Este é um mundo onde o dinheiro ainda existe e vale bastante. Um dos membros da equipa consegue juntar o suficiente para comprar um lugar no arranha-céus mas é rejeitado com desculpas. Mas ele sabe, e nós sabemos, que está a ser rejeitado porque é hispânico. Não faz parte da elite, não tem qualquer possibilidade de ascender na vida. Revoltado, também este jura vingança. Já o nosso herói do lado dos vivos só deseja comprar um carro que o leve para bem longe, para onde não haja zombies nem pessoas. (Amigo, como te compreendo! Era exactamente o que eu fazia!)
Todo este ambiente de tensão resulta na destruição da cidade. O zombie Big Daddy aprende por acaso a disparar uma metralhadora e consegue ensinar os outros a fazer o mesmo. [Zombie Rambo] Também os ensina a atravessar um rio, simplesmente caminhando debaixo de água já que não precisam de respirar. [Zombie ninja] Não se vê claramente, mas é ele e o seu exército zombie que consegue fazer explodir as defesas da cidade. É a fúria do herói zombie.

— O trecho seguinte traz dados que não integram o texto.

PR #261, opened 2020-10-01
matching test-harness when casc is added

joseblas:

PR #273, opened 2021-02-25
Allow to override forkCount value

imonteroperez:
- Provides capabilities to override hardcoded `forkCount` value from `mavenProperties` option of plugin-compat-tester CLI

### DIFF
--- a/plugins-compat-tester/src/main/java/org/jenkins/tools/test/PluginCompatTester.java
+++ b/plugins-compat-tester/src/main/java/org/jenkins/tools/test/PluginCompatTester.java
@@ -534,7 +534,9 @@ public class PluginCompatTester {
             }
 
             List<String> args = new ArrayList<>();
-            args.add("--define=forkCount=1");
+            
+            Map<String, String> userProperties = mconfig.userProperties;
+            args.add(String.format("--define=forkCount=%s",userProperties.containsKey("forkCount") ? userProperties.get("forkCount") : "1"));
             args.add("hpi:resolve-test-dependencies");
             args.add("hpi:test-hpl");
             args.add("surefire:test");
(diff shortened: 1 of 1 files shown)


jglick (commented):
Do you not need to adjust the CLI class?

For that matter, do you need this at all? Did you try simply

```bash
-mavenProperties forkCount=2
```

?

imonteroperez:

O final é estranho. O nosso herói vivo, relutante mas bonzinho, decide poupar estes zombies espertos. Porque o faz é um mistério. Se calhar porque compreende neles uma consciência de si próprios? Se calhar porque os considera também excluídos, como a grande massa de gente viva nas mesmas condições?
Claramente, a preocupação social do filme já não deriva do consumismo e da apatia, como os originais, mas de uma preocupação com a desigualdade que em 2005 já deve ser gritante. A América já não era a terra das oportunidades. Até os zombies se revoltam, e com razão.
É um filme diferente dos zombies de até então, com algumas cenas perturbadoras que me surpreenderam. Já não julgava que depois de tantos filmes do género ainda alguma coisa me impressionasse, mas aquela cena do umbigo faz mesmo impressão.
The Walking Dead criou outro patamar de qualidade que filmes anteriores não conseguem alcançar (tirando o original “Night of the Living Dead”, de 1968, que é realmente arrepiante), mas este Land of the Dead é um filme cheio de acção que merece ser visto. Gostei de encontrar motivações em todos os personagens, até nos zombies. As diferentes perspectivas conseguem criar-nos empatia e dividir-nos entre a ameaça colocada pelos mortos-vivos e as dúvidas que Big Daddy nos suscita.
Não é uma obra prima, mas vê-se bem.
Curiosidade: neste filme os mortos-vivos já são chamados de “walkers” e “stenchers”. Julguei que “walkers” era originalidade de The Walking Dead, mas enganei-me. É do mestre Romero.